____ Input data

PR #932, opened 2023-03-16
Admit that a control plane node can use CentOS Stream starting in OCP 4.13

ramperher:
This minor check was missed in https://github.com/test-network-function/cnf-certification-test/pull/928, OCP 4.13 job was failing in fact: https://www.distributed-ci.io/jobs/f0f8d733-30d5-4994-9fb9-6006c28e210e/tests


ramperher:
@sebrandon1 , I discovered this is not working fine because the condition I created was not right, that's why the DCI job failed :( I'll need to create a new PR for this, sorry for the triple-checking

sebrandon1:
No worries!

PR #933, opened 2023-03-16
Add default NA case for docker config discovery

sebrandon1:
The discovery of the LOCAL_DOCKERCFG variable needs a default option (NA).  If the `PFLT_DOCKERCONFIG` variable does not get set, and the `$HOME/.docker/config.json` does not exist, then the variables get set to `NA`.

Prior to this, we were seeing:

```
Mounting 1 kubeconfig volume(s):
-v /opt/ocp/r207-compact/kubeconfig:/usr/tnf/kubeconfig/config:Z
Mounting 1 dockercfg volume(s):
-v 
```

And the `-v` docker run flag was not populated causing an error: `Error: invalid reference format`.

### DIFF
--- a/Makefile
+++ b/Makefile
@@ -120,6 +120,8 @@ install-tools:
 # Install linters
 install-lint:
 	curl -sSfL https://raw.githubusercontent.com/golangci/golangci-lint/master/install.sh | sh -s -- -b ${GO_PATH}/bin ${GOLANGCI_VERSION}
+	
+install-shfmt:
 	go install mvdan.cc/sh/v3/cmd/shfmt@latest
 
 vet:
--- a/script/run-container.sh
+++ b/script/run-container.sh
@@ -97,7 +97,7 @@ done
 
 # Explode loaded DOCKERCFG
 # shellcheck disable=SC2162 # Read without -r will mangle backslashes.
-if [[ $LOCAL_DOCKERCFG != 'NA' ]]; then
+if [[ $LOCAL_DOCKERCFG != NA ]]; then
 	IFS=: read -a local_dockercfg_paths <<<"$LOCAL_DOCKERCFG"
 
 	declare -a container_tnf_dockercfg_paths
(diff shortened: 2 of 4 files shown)


Makefile
```diff
@@ -120,6 +120,8 @@ install-tools:
 # Install linters
 install-lint:
 	curl -sSfL https://raw.githubusercontent.com/golangci/golangci-lint/master/install.sh | sh -s -- -b ${GO_PATH}/bin ${GOLANGCI_VERSION}
+	
+install-shfmt:
```
rdavid, line 124: It's strange, I've added it here:
 https://github.com/test-network-function/cnf-certification-test/commit/7906f8c9eee95fe03531d86a8c126fe371e5ad69

script/run-container.sh
```diff
@@ -124,8 +129,10 @@ container_tnf_kubeconfig_volumes_cmd_args=$(printf -- "-v %s " "${container_tnf_
 
 # Construct new $DOCKERCFG env variable containing all paths to dockercfgs mounted to the container.
 # This environment variable is passed to the TNF container
-CONTAINER_TNF_DOCKERCFG=$(join_paths "${container_tnf_dockercfg_paths[@]}")
-container_tnf_dockercfg_volumes_cmd_args=$(printf -- "-v %s " "${container_tnf_dockercfg_volume_bindings[@]}")
+if [[ $LOCAL_DOCKERCFG != 'NA' ]]; then
```
rdavid, line 132:
```suggestion
if [[ $LOCAL_DOCKERCFG != NA ]]; then
```

rdavid (approved):

Makefile
sebrandon1: Yeah I wanted to split it out because I use `brew` for my golangci-lint installations.

script/run-container.sh
```diff
@@ -94,19 +97,21 @@ done
 
 # Explode loaded DOCKERCFG
 # shellcheck disable=SC2162 # Read without -r will mangle backslashes.
-IFS=: read -a local_dockercfg_paths <<<"$LOCAL_DOCKERCFG"
+if [[ $LOCAL_DOCKERCFG != 'NA' ]]; then
```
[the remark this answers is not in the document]
sebrandon1: Done.

script/run-container.sh
sebrandon1: Done.

Makefile
rdavid: There is a `brew` formula for `shfmt` as well.

PR #1303, opened 2023-08-02
add a check for hyperthreading enable

aabughosh:


cnf-certification-test/identifiers/identifiers.go
```diff
@@ -293,6 +294,22 @@ func InitCatalog() map[claim.Identifier]claim.TestCaseDescription {
 		},
 		TagFarEdge)
 
+	TestHyperThreadEnable = AddCatalogEntry(
+		"hyperthread-enable",
+		common.PlatformAlterationTestKey,
+		`Check that pods using hyperthread enable`,
```
sebrandon1, line 300:
```suggestion
		`Check that baremetal workers have hyperthreading enabled`,
```

cnf-certification-test/platform/ishyperthread/ishyperthread.go
```diff
@@ -0,0 +1,48 @@
...
+	for _, match := range matches {
+		num, err = strconv.Atoi(match)
+		if err == nil {
+			fmt.Println("Number:", num)
+		}
+	}
+	if num > 1 {
+		return true, nil
+	}
+	return false, nil
```
sebrandon1, line 42:
```suggestion
	return num > 1, nil
```

cnf-certification-test/platform/suite.go
```diff
@@ -169,6 +175,23 @@ var _ = ginkgo.Describe(common.PlatformAlterationTestKey, func() {
...
 
+func testHyperThreadEnable(env *provider.TestEnvironment) {
+	var compliantObjects []*testhelper.ReportObject
+	var nonCompliantObjects []*testhelper.ReportObject
+	for _, node := range env.Nodes {
+		nodeName := node.Data.Name
+		if ishyperthread.IsBareMetal(node.Data.Spec.ProviderID) {
+			enable, _ := ishyperthread.IsHyperThread(env, nodeName)
+			if enable {
+				compliantObjects = append(compliantObjects, testhelper.NewNodeReportObject(nodeName, "Node has hyperthread enable", true))
```
sebrandon1, line 186:
```suggestion
				compliantObjects = append(compliantObjects, testhelper.NewNodeReportObject(nodeName, "Node has hyperthreading enabled", true))
```

cnf-certification-test/platform/suite.go
```diff
@@ -169,6 +175,23 @@ var _ = ginkgo.Describe(common.PlatformAlterationTestKey, func() {
...
+			} else {
+				nonCompliantObjects = append(nonCompliantObjects, testhelper.NewNodeReportObject(nodeName, "Node has hyperthread disable", false))
```
sebrandon1, line 188:
```suggestion
				nonCompliantObjects = append(nonCompliantObjects, testhelper.NewNodeReportObject(nodeName, "Node has hyperthreading disabled", false))
```

sebrandon1 (changes requested):
Some string changes, looks good though!

Is there some screenshots you could put in this PR with testing it against a baremetal cluster and testing it against Kind?

sebrandon1 (changes requested):
Some comments

cnf-certification-test/platform/ishyperthread/ishyperthread.go
```diff
@@ -0,0 +1,45 @@
...
+	matches := re.FindAllString(str, -1)
+	num := 0
+	// Loop through the matches and convert them to integers (assuming there's only one number)
+	for _, match := range matches {
+		num, err = strconv.Atoi(match)
+		if err == nil {
+			fmt.Println("Number:", num)
+		}
+	}
+	return num > 1, nil
```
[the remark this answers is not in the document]
aabughosh: thats with exec command so im not sure how to do unit test for IsHyperThread function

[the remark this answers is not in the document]
sebrandon1: Just this section with the regex parsing.  The exec command is harder to spoof.

cnf-certification-test/platform/ishyperthread/ishyperthread.go
```diff
@@ -0,0 +1,45 @@
...
+
+func IsHyperThread(env *provider.TestEnvironment, nodeName string) (bool, error) {
+	o := clientsholder.GetClientsHolder()
+	ctx := clientsholder.NewContext(env.DebugPods[nodeName].Namespace, env.DebugPods[nodeName].Name, env.DebugPods[nodeName].Spec.Containers[0].Name)
+	cmdValue, errStr, err := o.ExecCommandContainer(ctx, isHyperThreadCommand)
+	if err != nil || errStr != "" {
+		return false, fmt.Errorf("cannot execute %s on debug pod %s, err=%s, stderr=%s", isHyperThreadCommand, env.DebugPods[nodeName], err, errStr)
+	}
+	str := cmdValue // Replace with your input string containing the number
+	num := extractNumber(str)
```
sebrandon1, line 25:
```suggestion
	num := extractNumber(cmdValue)
```

cnf-certification-test/platform/suite.go
```diff
@@ -169,6 +175,23 @@ var _ = ginkgo.Describe(common.PlatformAlterationTestKey, func() {
 
 })
 
+func testHyperThreadEnable(env *provider.TestEnvironment) {
+	var compliantObjects []*testhelper.ReportObject
+	var nonCompliantObjects []*testhelper.ReportObject
+	for _, node := range env.Nodes {
+		nodeName := node.Data.Name
+		if ishyperthread.IsBareMetal(node.Data.Spec.ProviderID) {
+			enable, err := ishyperthread.IsHyperThread(env, nodeName)
```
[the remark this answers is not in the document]
aabughosh: its going with enable so i added if it ==nil (also its ok without)but if u see the return value is true and nill if it ok
otherwise false

cnf-certification-test/platform/suite.go
```diff
@@ -169,6 +175,26 @@ var _ = ginkgo.Describe(common.PlatformAlterationTestKey, func() {
 
 })
 
+func testHyperThreadEnable(env *provider.TestEnvironment) {
+	var compliantObjects []*testhelper.ReportObject
+	var nonCompliantObjects []*testhelper.ReportObject
+	for _, node := range env.Nodes {
+		nodeName := node.Data.Name
+		if ishyperthread.IsBareMetal(node.Data.Spec.ProviderID) {
```
edcdavid, line 183: move this function to provider/nodes.go

cnf-certification-test/platform/ishyperthread/ishyperthread.go
```diff
@@ -0,0 +1,44 @@
...
+
+	"github.com/test-network-function/cnf-certification-test/internal/clientsholder"
+	"github.com/test-network-function/cnf-certification-test/pkg/provider"
+)
+
+const (
+	isHyperThreadCommand = "lscpu | grep \"Thread(s) per core\""
+)
+
+func IsHyperThread(env *provider.TestEnvironment, nodeName string) (bool, error) {
```
edcdavid, line 17: move this function to provider/nodes.go

cnf-certification-test/platform/ishyperthread/ishyperthread.go
```diff
@@ -0,0 +1,44 @@
...
+	"regexp"
+	"strconv"
+	"strings"
+
+	"github.com/test-network-function/cnf-certification-test/internal/clientsholder"
+	"github.com/test-network-function/cnf-certification-test/pkg/provider"
+)
+
+const (
+	isHyperThreadCommand = "lscpu | grep \"Thread(s) per core\""
```
edcdavid, line 14: use only lscpu and create a function similar to the extractNumber function to parse the output directly with regex
or
use lscpu --json and unmarshall the json output to get the number of threads per core

cnf-certification-test/platform/ishyperthread/ishyperthread.go
edcdavid: Hyperthreading is a property of a node, so we can have a node.IsHyperthread() member function

pkg/provider/provider.go
```diff
@@ -576,3 +576,12 @@ func createNodes(nodes []corev1.Node) map[string]Node {
 
 	return wrapperNodes
 }
+func GetBaremetalNodes(env *TestEnvironment) []Node {
+	var baremetalNodes []Node
+	for _, node := range env.Nodes {
+		if strings.HasPrefix(node.Data.Spec.ProviderID, "baremetalhost://") {
```
sebrandon1, line 582: I feel like this would be a good built-in function for our `Node` objects similar to the other ones [here](https://github.com/test-network-function/cnf-certification-test/blob/main/pkg/provider/nodes.go).

Then you could write `if node.IsBaremetal`.

aabughosh: david asked to be like this and i think its better becuse of the skip if empty

pkg/provider/provider.go
```diff
@@ -576,3 +576,12 @@ func createNodes(nodes []corev1.Node) map[string]Node {
 
 	return wrapperNodes
 }
+func GetBaremetalNodes(env *TestEnvironment) []Node {
```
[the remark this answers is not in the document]
aabughosh: to implement a test env? will be huge i know that all will be empty but what u think?

pkg/provider/provider_test.go
```diff
@@ -862,3 +862,72 @@ func Test_buildContainerImageSource(t *testing.T) {
 		})
 	}
 }
+
+func TestTestEnvironment_GetBaremetalNodes(t *testing.T) {
```
sebrandon1, line 866:
```suggestion
func TestGetBaremetalNodes(t *testing.T) {
```

pkg/provider/provider_test.go
```diff
@@ -862,3 +862,72 @@ func Test_buildContainerImageSource(t *testing.T) {
...
+	type fields struct {
+		Nodes map[string]Node
```
sebrandon1, line 868: Why use a `map`?  Seems like you would just need a `[]Node`.

sebrandon1: Then just compare the slices.  Actually in Go 1.21 they added a `slices` comparison tool which we could take advantage of after we move to 1.21.

sebrandon1 (commented):
Some comments about the `map`

pkg/provider/nodes.go
```diff
@@ -122,3 +125,25 @@ func (node *Node) GetRHELVersion() (string, error) {
 
 	return longVersionSplit[0], nil
 }
+
+const (
+	expectedValue        = 2
+	isHyperThreadCommand = "lscpu"
```
edcdavid, line 131: needs access to the host filesystem "lscpu" -> "chroot /host lscpu"

edcdavid (approved):

pkg/provider/provider_test.go
aabughosh: i need it as that type since that what we are using in env

sebrandon1 (approved):

PR #1306, opened 2023-08-02
Remove gradetool image to save space

sebrandon1:
Similar to how we cleanup the `oct` image.

PR #1309, opened 2023-08-03
Adapt the remaining networking tests to the new report objects

jmontesi:


sebrandon1:
@jmontesi I _think_ I fixed the space issue in the runners with #1306.  Can you rebase this PR and see?

cnf-certification-test/networking/suite.go
```diff
@@ -322,41 +323,52 @@ func testNetworkPolicyDenyAll(env *provider.TestEnvironment) {
 		}
```
edcdavid, line 323: line 316: add a network policy level reporting object (new type ), to list all the policies that are triggering the non-compliance  and compliance.

edcdavid: as I understand it LabelMatch (checks that podSelectorLabels is empty or matches the pod) and IsNetworkPolicyCompliant (checks that egress, ingress or both rules are present) together check that rules are enabled for the pod, so only the specified rules will be allowed.  
If a pod is not compliant to this test, then we would not know which network policy were tested and non compliant to the test. For instance if there are rules present but not with both ingress and ingress. In my opinion this would pinpoint the issue. On the other hand, if the test passes we can visually check the rules that are configured

edcdavid: Adding report objects per pod and per network policy would create a lot of reports objects which we are not ready to properly handle now in the result page. If needed we can come back to add it.

edcdavid (approved):

sebrandon1 (approved):

PR #1319, opened 2023-08-07
Run docker and clean in Github action

rdavid:


sebrandon1 (approved):

rdavid:
@sebrandon1 Something wrong is [here](https://github.com/test-network-function/cnf-certification-test/actions/runs/5790703780/job/15694260514?pr=1319), I've changed parameter order, the same line works on Local Smoke.

sebrandon1:
@rdavid Remember the env vars: ${{ env.TNF_OUTPUT_DIR }}/claim.json in the smoke tests section

.github/workflows/pre-main.yaml
```diff
@@ -214,24 +214,26 @@ jobs:
...
-
+      # Update the CNF containers, helm charts and operators DB.
       - name: Update the CNF DB
         run: |
-          docker pull ${REGISTRY}/${OCT_IMAGE_NAME}:${OCT_IMAGE_TAG}
           mkdir -p "${GITHUB_WORKSPACE}"/offline-db
-          docker run -v "${GITHUB_WORKSPACE}"/offline-db:/tmp/dump:Z --env OCT_DUMP_ONLY=true ${REGISTRY}/${OCT_IMAGE_NAME}:${OCT_IMAGE_TAG}
+          docker run \
+            --env OCT_DUMP_ONLY=true \
+            --rm \
```
jmontesi, line 223: Probably unnecessary if after this docker command you issue `docker system prune -a`.

sebrandon1 (approved):

jmontesi (approved):

.github/workflows/pre-main.yaml
sebrandon1: Honestly we're probably good with #1320 but these changes can't hurt.

rdavid: @jmontesi `--rm` came first. `podman` has `--rmi` parameter for the image. `docker` doesn't, that is why `docker system prune -a` for image.

jmontesi: I meant that `docker system prune -a` removes the container as well, that's why I think `--rm` might be unnecessary there. But it's not a big deal anyway.

rdavid: I got you. Agree on 'But it's not a big deal anyway.' :-) Thanks.

PR #1324, opened 2023-08-08
remove deprecated focus strings feature

edcdavid:


jmontesi:
I believe the _skip_ filtering mechanism should also be removed. From the Ginkgo's doc:

> The description-based `--focus` and `--skip` flags were Ginkgo's original command-line based filtering mechanism and will continue to be supported - however we recommend using labels when possible as the label filter language is more flexible and easier to reason about.

sebrandon1 (approved):

script/run-container.sh
```diff
@@ -179,4 +179,4 @@ ${TNF_CONTAINER_CLIENT} run --rm $DNS_ARG \
 	-e TNF_INCLUDE_WEB_FILES_IN_OUTPUT_FOLDER=$TNF_INCLUDE_WEB_FILES_IN_OUTPUT_FOLDER \
 	-e PATH=/usr/bin:/usr/local/oc/bin \
 	$TNF_IMAGE \
-	$TNF_CMD $OUTPUT_ARG $CONTAINER_TNF_DIR/claim $FOCUS_ARG $TNF_FOCUS_SUITES $SKIP_ARG $TNF_SKIP_SUITES $LABEL_ARG $TNF_LABEL "$@"
+	$TNF_CMD $OUTPUT_ARG $CONTAINER_TNF_DIR/claim $SKIP_ARG $TNF_SKIP_SUITES $LABEL_ARG $TNF_LABEL "$@"
```
jmontesi, line 182: Delete the SKIP references as well.

jmontesi (approved):

script/run-container.sh
edcdavid: fixed

PR #1332, opened 2023-08-10
Remove 'make install' call from QE jobs

sebrandon1:
We don't need the -partner repo resources installed for QE testing.  The QE repo installs all of its necessary testing resources itself.

Builds on: https://github.com/test-network-function/cnf-certification-test-partner/pull/323


sebrandon1:
Closing this, working on other things we can revisit later.

PR #1340, opened 2023-08-15
Mark lifecycle with 100% QE test coverage

bnshr:


.github/actions/setup/action.yml
```diff
@@ -19,3 +21,14 @@ runs:
...
+    - name: Install cr-scale-operator
+      run: |
+        rm -rf cr-scale-operator
+        git clone https://github.com/test-network-function/cr-scale-operator
+        cd cr-scale-operator
+        IMG="quay.io/testnetworkfunction/cr-scale-operator"
+        make deploy IMG=$IMG
+        cd ..
+        rm -rf cr-scale-operator
+      shell: bash
```
sebrandon1, line 34: I don't think this is going to work as the Kind clusters are not ready at this point.

sebrandon1 (changes requested):
Remove change to the `.github/actions/setup/action.yml`, otherwise looks good!

.github/actions/setup/action.yml
bnshr: I think we should not run QE tests in Kind cluster from this repo. Can we turn this off entirely? The reasons are as follows:
1. Delay in the feedback of the test development.
2. We cannot have all pre-conditions of QE tests fulfilled from for QE tests (here, for example this preinstallation). There may be many more that QE can share.
3. I do not think that we have sufficient infrastructure ready to run the code of two repos in a pipeline. Please correct me if I am wrong.
4. If we want to keep QE code testing in this pipeline, we can run that only upon merging the PR to the main branch. Normal, harmless PR are not blocked in that case due to slow feedback cycle.

sebrandon1: 1. Currently, the QE tests only get ran once a day (maybe) which doesn't give us traceability into what breaks QE.  The slowest QE suite is the lifecycle suite and it takes ~40 minutes to run which isn't terrible.  Prior to the QE PR checks our slowest smoke tests runs were ~20 minutes anyways.
2. Installing an operator to test in QE should be done as part of the QE test in the `BeforeEach` section.  It should all be self-contained.  We don't install any tested resources as part of the QE PR pipeline.
3. We currently have [5 self-hosted runners](https://github.com/test-network-function/cnfcert-tests-verification/blob/main/playbooks/inventory.ini) handling requests.  There are only [4 suites](https://github.com/test-network-function/cnf-certification-test/blob/main/.github/workflows/qe.yaml#L19) currently enabled.  This should be fine until we add more test suites to test against.
4. Once PRs are merged that break QE they will need reverts anyways, why not just test them initially to prevent breakage?

sebrandon1: I have temporarily disabled the QE PR tests here #1341 while I fine tune these to get faster.

bnshr: 2. We are not installing the operator from OLM. So, operator installation is done from the cloned repo. We decided to have that as part of QE script and check for the operator namespace.

.github/actions/setup/action.yml
```diff
@@ -19,3 +21,14 @@ runs:
...
+    #- name: Install cr-scale-operator
+    #  run: |
+    #    rm -rf cr-scale-operator
+    #    git clone https://github.com/test-network-function/cr-scale-operator
+    #    cd cr-scale-operator
+    #    IMG="quay.io/testnetworkfunction/cr-scale-operator"
+    #    make deploy IMG=$IMG
+    #    cd ..
+    #    rm -rf cr-scale-operator
+    #  shell: bash
```
sebrandon1, line 34: Can you remove the commented section?  Also the changes to the `description`?

bnshr: I think I have to add it back when you enable QE tests.

bnshr: What is description?

sebrandon1: Even if we uncommented this, the clusters at this point aren't spawned so the command to deploy would fail.

sebrandon1: We'll add this as part of the BeforeEach in the QE repo so it can run anywhere smoothly.

sebrandon1:
Can you remove the changes here as well?  

image


Just leave the QE flag change and that should be good-to-go.

bnshr:
Screenshot 2023-08-31 at 15 48 16
This is how the lines look like.

PR #1342, opened 2023-08-15
Add envconfig option for OmitArtifactsZipFile

sebrandon1:
Add the ability to set this variable via the CLI.

### DIFF
--- a/pkg/configuration/configuration.go
+++ b/pkg/configuration/configuration.go
@@ -157,5 +157,5 @@ type TestParameters struct {
 	AllowPreflightInsecure        bool   `split_words:"true"`
 	PfltDockerconfig              string `split_words:"true" envconfig:"PFLT_DOCKERCONFIG"`
 	IncludeWebFilesInOutputFolder bool   `split_words:"true" default:"false"`
-	OmitArtifactsZipFile          bool   `split_words:"true" default:"false"`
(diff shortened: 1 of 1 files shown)


rdavid (approved):

pkg/configuration/configuration.go
```diff
@@ -157,5 +157,5 @@ type TestParameters struct {
 	AllowPreflightInsecure        bool   `split_words:"true"`
 	PfltDockerconfig              string `split_words:"true" envconfig:"PFLT_DOCKERCONFIG"`
 	IncludeWebFilesInOutputFolder bool   `split_words:"true" default:"false"`
-	OmitArtifactsZipFile          bool   `split_words:"true" default:"false"`
+	OmitArtifactsZipFile          bool   `split_words:"true" default:"false" envconfig:"OMIT_ARTIFACTS_ZIP_FILE"`
```
greyerof, line 160: Why is this change needed? It is already possible to set this variable through the env var `TNF_OMIT_ARTIFACTS_ZIP_FILE` (see [doc](https://test-network-function.github.io/cnf-certification-test/test-standalone/#output-targz-file-with-results-and-web-viewer-files)). If I'm not wrong, your change will only remove the "TNF_" prefix of the expected env var.

PR #1353, opened 2023-08-21
Add tnf.Log() function to allow log level selection

jmontesi:
It avoids the common pattern of calling `tnf.ClaimFilePrint()` followed or preceded by a `logrus` function to print a log with a different level than `TRACE`. It also avoids log duplication when doing this.

The issue is fixed in a couple of places as an example, not with the intent of being exhaustive.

________

* Problem requirements *
Across the records, count the lines that contain the word "opened" and give that figure alone.

* Solution below *
11